# Curly little bowl



## barry richardson (Oct 11, 2020)

This is lombardy poplar I got a while back, turns out it had some nice curl to the q-sawn face, the curl really dances in the light, I have a couple of HF roughouts from it too, hope they turn out the same... 9.5" diameter, poly finish.

Reactions: Like 6 | EyeCandy! 9 | Way Cool 9 | Informative 1


----------



## Maverick (Oct 11, 2020)

Beautiful bowl.

Reactions: Thank You! 1


----------



## Steve in VA (Oct 11, 2020)

That's fantastic!

Reactions: Thank You! 1


----------



## Eric Rorabaugh (Oct 11, 2020)

Beautiful

Reactions: Thank You! 1


----------



## trc65 (Oct 11, 2020)

That is one pretty little bowl!

Reactions: Thank You! 1


----------



## T. Ben (Oct 11, 2020)

Very nice.

Reactions: Thank You! 1


----------



## woodtickgreg (Oct 11, 2020)

What a great surprise!
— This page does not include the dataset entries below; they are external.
PR #135, opened 2025-05-19
Publisher Command Center: Allow publishers to publish

### LINKED ISSUE #127: Publisher Command Center: does not work if deployed by a Publisher
The Publisher Command Center does not work if the deploying account is a Publisher.

It looks like the code is calling the unversioned, private `/metrics/procs` endpoint. We need to remove this functionality.

[rstudio-connect.80169.0.271290.run_fastapi_app.B3fpJKjSU4MN2Cy3.log](https://github.com/user-attachments/files/20214573/rstudio-connect.80169.0.271290.run_fastapi_app.B3fpJKjSU4MN2Cy3.log)

toph-allen:
Fixes #127 

The Publisher Command Center could not be published by a Publisher because it called the unversioned, admin-only `metrics/procs` endpoint. It used this to display CPU and memory usage for processes.

I removed those calls and removed their display from the UI, so now the content will run successfully with a Publisher API key.

I deployed the content to my local dev Connect environment and confirmed that it could run from a Publisher account, kill processes, etc.

I bumped the version so that it releases to the gallery. @fizzboop this might affect your open PR on the same piece of content — we can coordinate on that if we need to!

Screenshots attached showing before and after:

Screen Shot 2025-05-19 at 04 31 26 PM@2x
Screen Shot 2025-05-19 at 05 13 11 PM@2x

### DIFF
--- a/extensions/publisher-command-center/app.py
+++ b/extensions/publisher-command-center/app.py
@@ -47,14 +47,9 @@ def get_visitor_client(token: str | None) -> connect.Client:
 async def contents(posit_connect_user_session_token: str = Header(None)):
     visitor = get_visitor_client(posit_connect_user_session_token)
 
-    response = client.get("metrics/procs")
-    processes = response.json()
-
     contents = visitor.me.content.find()
     for content in contents:
-        content["processes"] = [
-            process for process in processes if content["guid"] == process["app_guid"]
-        ]
+        content["active_jobs"] = [job for job in content.jobs if job["status"] == 0]
 
     return contents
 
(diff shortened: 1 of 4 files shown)


jonkeane (approved):
I'm fine to remove this for now — it would be nice to display this information if we could get to it — are there already issue(s) for exposing that (probably at least one in Connect itself?)

toph-allen:
I'll file one

tdstein (approved):
Agreed. It would be awesome to expose these types of metrics to publishers so they can understand application performance.

toph-allen:
Issue created: https://github.com/posit-dev/connect/issues/31544

PR #136, opened 2025-05-20
Usage Metrics Dashboard: Add loading spinners to outputs

toph-allen:
Adds loading spinners to tables and plots while data is being loaded and outputs are being rendered. See attached screen recording for an example, or go play with it at https://connect.posit.it/megadashboard-loading-spinners/.

https://github.com/user-attachments/assets/ff21c27d-0472-46b5-a6d9-ce33ea79d384

### DIFF
--- a/extensions/usage-metrics-dashboard/app.R
+++ b/extensions/usage-metrics-dashboard/app.R
@@ -9,9 +9,15 @@ library(lubridate)
 library(reactable)
 library(ggplot2)
 library(plotly)
+library(shinycssloaders)
 
 shinyOptions(
   cache = cachem::cache_disk("./app_cache/cache/", max_age = 60 * 60)
+)
+
+options(
+  spinner.type = 1,
+  spinner.color = "#7494b1"
 )
 
 source("get_usage.R")
@@ -38,7 +44,7 @@ bar_chart <- function(
   value,
   max_val,
   height = "1rem",
-  fill = "#00bfc4",
+  fill = "#7494b1",
   background = NULL
 ) {
   width <- paste0(value * 100 / max_val, "%")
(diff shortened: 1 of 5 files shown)


extensions/usage-metrics-dashboard/app.R
```diff
@@ -201,7 +207,7 @@ ui <- function(request) {
     div(
       id = "multi_content_table",
       textOutput("summary_text"),
-      reactableOutput("content_usage_table")
+      withSpinner(reactableOutput("content_usage_table"))
```
jonkeane, line 210: Nice!

extensions/usage-metrics-dashboard/get_usage.R
```diff
@@ -1,5 +1,4 @@
 library(connectapi)
-library(pins)
```
jonkeane, line 2: Was this leftover cruft? Or did we change something here that I'm not realizing removes the need?

extensions/usage-metrics-dashboard/renv.lock
```diff
@@ -1934,79 +1934,6 @@
       "Maintainer": "Kirill Müller <kirill@cynkra.com>",
       "Repository": "CRAN"
     },
-    "pins": {
```
jonkeane, line 1937: I'm _a little_ surprised there isn't at least one pins dependency that we can get rid of, but maybe they are all used by other things.

jonkeane (approved):
Nice and clean, love it. A few questions mostly

extensions/usage-metrics-dashboard/get_usage.R
toph-allen: Yes, it was leftover cruft that I missed when deleting the pins usage in an old PR.

extensions/usage-metrics-dashboard/renv.lock
toph-allen: Yeah, I think `renv` only writes necessary dependencies, so (to my understanding) there isn't anything in the lockfile that isn't required by one of the packages we load. We could probably reduce our dependencies somewhat, to be sure — I kind of approached writing this as though I was a publisher, not trying to keep things parsimonious and minimal like package dev.

PR #764, opened 2020-03-12
Add compactibility with python2 for html.escape

mimi1vx:


lethliel:
Looks good now. 

@marcus-h second opinion?

marcus-h:
First of all, thanks a lot for working on this @mimi1vx!

On 2020-03-12 06:49:41 -0700, Marco Strigl wrote:
> Looks good now.
>
> @marcus-h second opinion?
>
Yes, let's move this into a helper:) (either in util.helper or in the
core module)

try:
    import html
except ImportError:
    import cgi as html


def html_escape(data):
    return html.escape(data, quote=False)


and then simply use "html_escape" to avoid the boilerplate code.
(I'm also fine if we call it "_html_escape" so that it is not part
of the "public" API.)


PS: actually, the commit message is a bit "misleading" because it also
"fixes" the original commit 6dbf103e1030494381c2fbb384f9648a78b68ce6 (html
was sometimes used before importing it).

PPS: s/compactibility/compatibility/ in the commit message.

marcus-h:
Hmm since this affects the users (see boo#1166537), I just pushed a
fix based on this one (see commit 33bbc57b5f1b4cd3aded4a696b095355a8fa4805
("Fix the previously introduced escaping via the html module")).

Beautiful.

Reactions: Thank You! 1


----------



## Brandon Sloan (Oct 11, 2020)

Awesome bowl. I really like the base!

Reactions: Thank You! 1


----------



## Nature Man (Oct 11, 2020)

Beautimus! Really shimmers! Never heard of Lombardi Poplar. Chuck


----------



## DKMD (Oct 11, 2020)

Nicely done, Barry! Couple nice bark inclusions and world-class curl... what’s not to like?

Reactions: Thank You! 1


----------



## Barb (Oct 11, 2020)

That's a gorgeous bowl!

Reactions: Thank You! 1


----------



## Mr. Peet (Oct 11, 2020)

Big growth rings, is that from Mike? Super nice looking bowl.


----------



## barry richardson (Oct 11, 2020)

Thanks @Mr. Peet I picked it up at the wood dump I go to, dumped off by an arborist like you I imagine. With the heat, long growing season, and frequent flood irrigation that most properties use here, trees grow very fast and to mutant sizes....

Reactions: Thank You! 1


----------



## Mike Hill (Oct 11, 2020)

Gawjus ust gawjus!!!

Reactions: Thank You! 1


----------



## DLJeffs (Oct 11, 2020)

That bowl looks like it's full of water even when it's empty. Amazing work!

Reactions: Thank You! 1


----------



## William Tanner (Oct 11, 2020)

Very nicely done. Bet it feels light and good to handle.


----------



## barry richardson (Oct 12, 2020)

William Tanner said:


> Very nicely done. Bet it feels light and good to handle.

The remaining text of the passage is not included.